Anthony Watson, founder of the Bank of London, is facing a High Court dispute with U.S. investment firm Forgelight over alleged unpaid debts. The case, which stems from statutory demands filed by the investor, underscores both the challenges faced by new entrants in the banking sector and the broader risks of fintech funding. For customers, investors, and regulators alike, the situation raises questions about governance, accountability, and long-term trust in emerging financial institutions.
Understanding the Dispute
At the heart of the case is a statutory demand — a formal notice that can precede bankruptcy proceedings if not resolved. Forgelight, based in Miami, claims Watson owes money, though the amount has not been disclosed. The firm was an early backer of the Bank of London, participating in its $90 million funding round in 2021 and another $40 million round in 2023.

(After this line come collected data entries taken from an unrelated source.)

PR #970, opened 2022-04-18
CMake: Add alias for muparser target

dbrgn:
Building LibrePCB with unbundled MuParser on Arch Linux currently fails,
because the target `MuParser::MuParser` is not defined. Because this
used to work before, I assume the target was renamed from
`MuParser::MuParser` to `muparser::muparser` some time ago.

To fix this, add an alias if the CMake package was found, but the pascal
case alias isn't defined yet.

### DIFF
--- a/cmake/FindMuParser.cmake
+++ b/cmake/FindMuParser.cmake
@@ -37,6 +37,11 @@ find_package(muparser 2.0 QUIET)
 if(muparser_FOUND)
   message(STATUS "Using system MuParser")
 
+  # Add uppercase alias if only the lowercase target is defined
+  if(NOT TARGET MuParser::MuParser)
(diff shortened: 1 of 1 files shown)


ubruhin (approved):
Maybe actually it never worked before, but in your previous tests the library was found with pkgconfig? Anyway, the `if` condition isn't a big deal so let's keep it :+1:

dbrgn:
> Maybe actually it never worked before, but in your previous tests the library was found with pkgconfig?

Unlikely, because the pkgconfig code path comes after the cmake `find_library` approach.

I already applied this patch to the AUR package (https://aur.archlinux.org/packages/librepcb) and it seems to build fine now.

i9e1:
I also came across this rename when building the package about 2 weeks ago. 

Building 0.1.6-3 works fine.

PR #973, opened 2022-04-24
GraphicsExportDialog: Fix slow UI due to recursion

ubruhin:
Some operations of the board editor graphics export dialog were very
slow due to unintended recurions. Fixed by blocking the corresponding
Qt signals.


dbrgn:
Typo in the commit message: recurions -> recursion

PR #837, opened 2025-04-30
better debug name for interned query arguments

MichaReiser:
The debug name `Configuration` isn't very helpful when debugging salsa. Use a name constructed from the query name.

I'm open to suggestions on how to avoid collisions with actual query names. e.g. we could prefix the name with two underscores or similar.

### DIFF
--- a/components/salsa-macro-rules/src/setup_tracked_fn.rs
+++ b/components/salsa-macro-rules/src/setup_tracked_fn.rs
@@ -139,7 +139,7 @@ macro_rules! setup_tracked_fn {
                             file: file!(),
                             line: line!(),
                         };
-                        const DEBUG_NAME: &'static str = "Configuration";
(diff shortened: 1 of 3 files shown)


components/salsa-macro-rules/src/setup_tracked_fn.rs
```diff
@@ -139,7 +139,7 @@ macro_rules! setup_tracked_fn {
                             file: file!(),
                             line: line!(),
                         };
-                        const DEBUG_NAME: &'static str = "Configuration";
+                        const DEBUG_NAME: &'static str = concat!(stringify!($fn_name), "_arguments");
```
davidbarsky, line 142: maybe something like?

```suggestion
                        const DEBUG_NAME: &'static str = concat!(stringify!($fn_name), "_interned_args");
```

(In general, I'm a +1 on this change.)

davidbarsky (approved):

PR #839, opened 2025-04-30
Simple LRU garbage collection for interned values

ibraheemdev:
Basic implementation of https://github.com/salsa-rs/salsa/issues/597.

The garbage collection strategy used here is very simple.
- Slots that have not been accessed in the last 3 *active revisions* are always reused, and nothing else. Active revisions are those in which interned values were actually read to avoid counting empty revisions.
- Slots are never swept proactively, though this would be simple to add as an option.
- We also cannot collect low durability values, which would require `&mut db`. This could be supported with the above.

This is by no means a perfect strategy, but we can always tune it as needed once the infrastructure is in place. We may also want to expose the `N` active revisions constant as a configuration option in the `#[interned]` macro (it seems somewhat related to durability).

The LRU list is sharded by hash, very similar to dashmap. There seems to be no performance difference from the previous implementation in multi-threaded `ty` benchmarks (though there was a significant regression without sharding). There is also no significant performance difference in single-threaded benchmarks thanks to https://github.com/salsa-rs/salsa/pull/864, which lets us avoid additional read dependencies.

### DIFF
--- a/src/interned.rs
+++ b/src/interned.rs
@@ -151,6 +151,19 @@ struct ValueShared {
     durability: Durability,
 }
 
+impl ValueShared {
+    /// Returns `true` if this value slot can be reused when interning, and should be added to the LRU.
+    fn is_reusable(&self) -> bool {
+        // Collecting higher durability values requires invalidating the revision for their
+        // durability (see `Database::synthetic_write`, which requires a mutable reference to
+        // the database) to avoid short-circuiting calls to `maybe_changed_after`. This is
+        // necessary because `maybe_changed_after` for interned values is not "pure"; it updates
+        // the `last_interned_at` field before validating a given value to ensure that it is not
+        // reused after read in the current revision.
+        self.durability == Durability::LOW
+    }
+}
+
 impl<C> Value<C>
 where
     C: Configuration,
@@ -322,15 +335,17 @@ where
                     })
                 });
 
-                // Move the value to the front of the LRU list.
-                //
-                // SAFETY: We hold the lock for the shard containing the value, and `value` was
-                // previously interned, so is in the list.
-                unsafe { shard.lru.cursor_mut_from_ptr(value).remove() };
+                if value_shared.is_reusable() {
+                    // Move the value to the front of the LRU list.
+                    //
+                    // SAFETY: We hold the lock for the shard containing the value, and `value` is
+                    // a reusable value that was previously interned, so is in the list.
+                    unsafe { shard.lru.cursor_mut_from_ptr(value).remove() };
 
-                // SAFETY: The value pointer is valid for the lifetime of the database
-                // and never accessed mutably directly.
-                unsafe { shard.lru.push_front(UnsafeRef::from_raw(value)) };
+                    // SAFETY: The value pointer is valid for the lifetime of the database
+                    // and never accessed mutably directly.
+                    unsafe { shard.lru.push_front(UnsafeRef::from_raw(value)) };
+                }
             }
 
             // Record the maximum durability across all queries that intern this value.
@@ -379,12 +394,6 @@ where
             // will not find any stale slots.
             if !self.revision_queue.is_stale(value_shared.last_interned_at) {
                 break;
-            }
-
-            // We can't collect higher durability values until we have a mutable reference to the database.
-            if value_shared.durability != Durability::LOW {
-                cursor.move_prev();
-                continue;
             }
 
             // We should never reuse a value that was accessed in the current revision.
@@ -484,11 +493,13 @@ where
             // correct type.
             unsafe { self.clear_memos(zalsa, &mut memo_table, new_id) };
 
-            // Move the value to the front of the LRU list.
-            //
-            // SAFETY: The value pointer is valid for the lifetime of the database.
-            // and never accessed mutably directly.
-            shard.lru.push_front(unsafe { UnsafeRef::from_raw(value) });
+            if value_shared.is_reusable() {
+                // Move the value to the front of the LRU list.
+                //
+                // SAFETY: The value pointer is valid for the lifetime of the database.
+                // and never accessed mutably directly.
+                shard.lru.push_front(unsafe { UnsafeRef::from_raw(value) });
+            }
 
             return new_id;
         }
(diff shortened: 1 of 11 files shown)


MichaReiser:
> I'm seeing a lot of panics in red-knot, mostly Data was not interned in the latest revision for its durability. I'm not sure exactly why this is happening, but I suspect it's related to durabilities.

Interesting. I suspect this is new but I'm investigating a similar issue related to interned in cycles

MichaReiser:
That makes me wonder if your PR might help to come up with simpler repros for the fixpoint issues that we're seeing. I should give this a try tomorrow.

MichaReiser:
I quickly tried the branch in Red Knot but I also got new panics that we didn't see before. That makes me suspect that some revision tracking might be off in this PR?

ibraheemdev:
I think the issue is unrelated to durabilities but about interned query arguments. If a query takes an interned struct as an argument then an older memo may be incorrectly verified after the slot has been reused, but the IDs still match. I think we have to check that the memo and first_interned_at revisions match to avoid this, but I'm not exactly sure where that would be.

MichaReiser:
I think I understand. What you're saying is that `query(interned)` may be checked for changes in a later revision where `interned` has been collected.

I think will need something similar to what we have in tracked structs where salsa informs other ingredients that the memo was collected so that they can free resources as well if necessary:

https://github.com/MichaReiser/salsa/blob/953dc34ce5cfd7fca6ad040241c3cbebc11830e7/src/tracked_struct.rs#L597-L655

The second part in tracked struct that protects against this is that we separately track `created_at` and `updated_at`. `maybe_changed_after` can then compare `created_at` to see if this struct was recrated since `rev_before`.

ibraheemdev:
I updated the PR to add read dependencies and clear memos on reuse (I believe we will need to defer reclamation of the memos), but there are a still some ty tests failing that I'm unsure about.

ibraheemdev:
Hmm I'm not sure we can remove the read dependency on creation with generational IDs, we still need `last_interned_at` to be updated for any dependent queries. Maybe it would be cheaper to update that field when a value is read?

ibraheemdev:
I updated the PR description with the new changes, this should be ready for review.

src/interned.rs
```diff
@@ -43,60 +45,116 @@ pub struct JarImpl<C: Configuration> {
...
 where
     C: Configuration,
 {
-    fields: C::Fields<'static>,
-    memos: MemoTable,
+    /// The index of the shard containing this value.
+    shard: u16,
+
+    /// An intrusive linked list for LRU.
+    link: LinkedListLink,
```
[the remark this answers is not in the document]
ibraheemdev: Yes but the per-ingredient list is intrusive instead of being allocated separately.

src/interned.rs
```diff
@@ -400,29 +732,37 @@ where
...
-            // The slot was reused.
+
+        // SAFETY: `value.shard` is guaranteed to be in-bounds for `self.shards`.
+        let _shard = unsafe { self.shards.get_unchecked(value.shard as usize) }.lock();
+
+        // SAFETY: We hold the lock for the shard containing the value.
+        let value_shared = unsafe { &mut *value.shared.get() };
+
+        // The slot was reused.
+        if value_shared.first_interned_at > revision {
```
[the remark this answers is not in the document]
ibraheemdev: I think you're right, we don't actually need this anymore.

src/interned.rs
```diff
@@ -189,185 +277,429 @@ where
...
+                // and never accessed mutably directly.
+                unsafe { shard.lru.push_front(UnsafeRef::from_raw(value)) };
             }
+
+            // Record the maximum durability across all queries that intern this value.
+            if let Some((_, stamp)) = zalsa_local.active_query() {
+                value_shared.durability = std::cmp::max(value_shared.durability, stamp.durability);
+            }
+
+            // Record a dependency on the value.
```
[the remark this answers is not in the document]
ibraheemdev: I added a comment on the `id` field of `ValueShared`.

src/interned.rs
```diff
@@ -396,33 +737,41 @@ where
...
-            // The slot was reused.
+
+        // SAFETY: `value.shard` is guaranteed to be in-bounds for `self.shards`.
+        let _shard = unsafe { self.shards.get_unchecked(value.shard as usize) }.lock();
+
+        // SAFETY: We hold the lock for the shard containing the value.
+        let value_shared = unsafe { &mut *value.shared.get() };
+
+        // The slot was reused.
+        if value_shared.id.generation() > input.generation() {
```
MichaReiser, line 773: Do we need this check, given that the `id` changes when the generation changes?

(which in turn means that no existing query can depend on the now "new" interned value)

src/interned.rs
```diff
@@ -189,185 +284,431 @@ where
...
+            // soundly, but we also do not want to collect values that have been read recently.
+            //
+            // Note that the list is sorted by LRU, so if the tail of the list is not stale, we
+            // will not find any stale slots.
+            if !self.revision_queue.is_stale(value_shared.last_interned_at) {
+                break;
+            }
 
-                id
+            // We can't collect higher durability values until we have a mutable reference to the database.
```
Veykril: Why is that? (I did not read up on the discussions on the PR) Would be good to add that to the comment?

src/interned.rs
```diff
@@ -452,12 +801,86 @@ where
...
-        &self.memos
+        // SAFETY: The fact that we have a reference to the `Value` means it must
+        // have been interned, and thus validated, in the current revision.
+        unsafe { &*self.memos.get() }
     }
 
     #[inline(always)]
     fn memos_mut(&mut self) -> &mut MemoTable {
-        &mut self.memos
+        // SAFETY: We have `&mut self`.
```
Veykril: There is no unsafe operation here?

src/interned.rs
ibraheemdev: I think this check is still needed, because it allows queries that depend on the *old* value to see that the slot was reused. There is a test in ty that fails if I remove it.

src/interned.rs
ibraheemdev: Added a comment.

src/interned.rs
```diff
@@ -43,60 +45,136 @@ pub struct JarImpl<C: Configuration> {
...
+    /// The revision the value was most-recently interned in.
+    last_interned_at: Revision,
 
     /// The minimum durability of all inputs consumed by the creator
-    /// query prior to creating this tracked struct. If any of those
+    /// query prior to creating this interned struct. If any of those
     /// inputs changes, then the creator query may create this struct
     /// with different values.
-    durability: AtomicU8,
+    durability: Durability,
```
Veykril, line 151: Note that this field wastes 8 bytes while only occupying a single byte due to padding and alignment of `ValueShared`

Watson, who launched the bank in 2021, left abruptly in 2024 amid financial and regulatory pressures. He has filed an application to set aside the demand, represented by Janes Solicitors in London. Court filings also show that Bank of London removed Watson as a “person of significant control,” effectively severing ties with its founder.
A Troubled Fintech Journey
The Bank of London entered the market with ambitions to disrupt clearing and payments, but financial strains quickly followed. In 2023, the holding company reported losses of nearly £50 million, bringing total accumulated deficits since its launch close to £110 million. The bank also faced scrutiny from HM Revenue & Customs over an unpaid tax bill, though the matter was later withdrawn.
The turmoil extended to governance. High-profile figures such as Labour grandee Peter Mandelson and private equity executive Harvey Schwartz resigned from the board. Meanwhile, the Prudential Regulation Authority launched an investigation into “historical matters,” signaling ongoing regulatory attention.
Impact on Customers and Investors
For customers, these developments raise concerns about stability and trust in digital banking services. While the bank continues to operate, questions about leadership changes and mounting losses could undermine confidence in deposits, checking accounts, and digital banking products. For investors, the dispute highlights the risks of backing ambitious fintech projects, where rapid growth often comes at the cost of sustained profitability.
At the same time, the Bank of London has secured fresh funding — £57 million from Mangrove Capital, with an additional £25 million pledged — suggesting that investor appetite for long-term transformation remains. The bank’s new leadership insists on restructuring its operations, with the goal of strengthening lending, credit, and mortgage services while regaining regulatory trust.
Looking Ahead
The case between Watson and Forgelight adds another layer of uncertainty to the bank’s future. While the legal outcome remains pending, the episode highlights the importance of governance, transparency, and adequate capital management in the fintech sector.
For customers and investors alike, the lesson is clear: digital innovation in banking must be matched by sustainable financial practices. As interest rates, credit markets, and regulation continue to shape the sector, only institutions with strong foundations will thrive.